# Help Identify this vintage kitchen tool



## freelance (Jun 27, 2014)

I've seen this as a kid at my grandmothers house, but for the life of me I can't recall what it does or what its called. I've spent a lot of time browsing google for an answer but can't find it. Does anyone out there know what it is?





  








10502105_10152139089782212_66270756017588348_n.jpg




__
freelance


__
Jun 27, 2014


----------



## foodpump (Oct 10, 2005)

Some kind of a butter pat press?

Does the insides of both plates have some kind of decoration or carving?  If so perhaps some kind of a cookie press?


----------



## brianshaw (Dec 18, 2010)

Nutcracker?


----------



## freelance (Jun 27, 2014)

Someone showed me this picture asking if I knew what it was. I have no other information other than this picture. Looks like there is a roller in the middle of it. I was thinking maybe a nutcracker too but then why would it need to roll? Closest things on google I found like it were garlic presses and nutcrackers. So I dunno.


----------



## ishbel (Jan 5, 2007)

Looks like butter paddles to me, for forming blocks of butter.


----------



## chefross (May 5, 2010)

Ishbel said:


> Looks like butter paddles to me, for forming blocks of butter.


And Ishbel takes home the prize. You are correct. They are butter paddles.


----------



## dcarch (Jun 28, 2010)

Chefross said:


> And Ishbel takes home the prize. You are correct. They are butter paddles.


That can be 100% correct.

I cannot say it is not because I have no idea.

I Googled Image "Vintage wooden butter paddles", "Butter paddles", "butter press", "butter molds", "vintage butter paddles" ------ thousands of pictures, not one looks remotely the same as the picture.

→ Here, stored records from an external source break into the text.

PR #814, opened 2022-12-21
Add shell script and GitHub Action to run markdownlint

scottamain:
As per #792, here's a script to run `markdownlint`. The bash script includes usage instructions. You just need to pass it a file, directory, or glob pattern for the MD files you want to lint. It uses a Docker image because I fear the npm package version dependency hell, but the docker image is versioned.

~~The GitHub Action is inert because it currently has no trigger event.~~ [Removed the workflow file.] I just want to get the script reviewed and merged for now, so we can all experiment with the lint results. At this point, I believe the only file that does not pass the lint test (using the provided lint config, `markdownlint.yaml`) is `docs/spec.md`.


.github/workflows/lint_markdown.yml
```diff
@@ -0,0 +1,19 @@
+# Copyright 2022 The StableHLO Authors.
+
+name: Markdown Lint
```
GleasonK, line 3: Can we remove this from the PR? We currently have GH set up to require that all checks run in order to merge, I'm worried this not running will prevent that.

GleasonK (changes requested):
The bash script looks good, config looks good. Let's remove the actions YML for now until we're able to enable the CI.

Agree that it would be good to submit before CI for local testing and design iteration. I'll start using it immediately and provide feedback / enhancements.

.github/workflows/lint_markdown.yml
scottamain: Sounds good. Done.

scottamain:
FYI, the reason for `reference-links-images: false` is this bug: https://github.com/DavidAnson/markdownlint/issues/686

It's not a critical rule we need, so I think it's okay to keep disabled unless there's a way we can re-write this spec.md text as a workaround (in the "Constraints" list for stablhlo.reduce).

GleasonK (approved):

The design is curious, why the sloped bottom plate at one end? why the top is hinged with a roller, the mechanical geometry makes it impossible to roll the top paddle. The countersunk holes implies the tool was permanently mounted, making it impossible to be cleaned, also the location of the mounting holes indicates the tool was to be used with the handle lifted up to apply force down at the square end.

dcarch


----------



## chefross (May 5, 2010)

Now you made me go back and take a better look.

Those aren't 2 separate paddles.....more like a base piece with a carved out groove that the other part fits in.

Plus it looks as if it has a metal pin that's bent to keep the 2 together for whatever purpose.

I spoke too soon.


----------



## kokopuffs (Aug 4, 2000)

Can you "open" up or disassemble the item without damaging it to display the interior?


----------



## freelance (Jun 27, 2014)

kokopuffs said:


> Can you "open" up or disassemble the item without damaging it to display the interior?


Sorry I can not. I don't have the item only a picture. Nice to see another Georgian though.


----------



## flipflopgirl (Jun 27, 2012)

A gadget.

http://en.wikipedia.org/wiki/Gadget

/img/vbsmilies/smilies/biggrin.gif

mimi


----------



## rick alan (Nov 15, 2012)

I don't see any roller, there is a wire that I can only assume loops around the bottom of the base and attaché to the other side of the paddle as it does on the visible side.  So the paddle can literally rock 'n roll, move back and forth while see-sawing end to end.

I cannot offhand imagine what useful purpose this would serve that couldn't be accomplished in a better way.  I have to wonder if this might just be a joke some forward-thinking chef/handyman wanted to play on some unseen future generation of kitchen geek.

Rick


----------



## redbeerd cantu (Aug 7, 2013)

Last night I google imaged classic kitchen tools.

I scrolled through until I reached the end.

Nothing.

My curiosity is peaked.


----------



## flipflopgirl (Jun 27, 2012)

I have one rule for baffling or seemingly useless thingamabobs....

Will it open a beer bottle?

mimi


----------



## rick alan (Nov 15, 2012)

flipflopgirl said:


> I have one rule for baffling or seemingly useless thingamabobs....
> 
> Will it open a beer bottle?
> 
> mimi


 Yes, I believe it will, and since I rarely drink bear I could see myself making it my nicknacconversationpiecego-to opener.

Rick


----------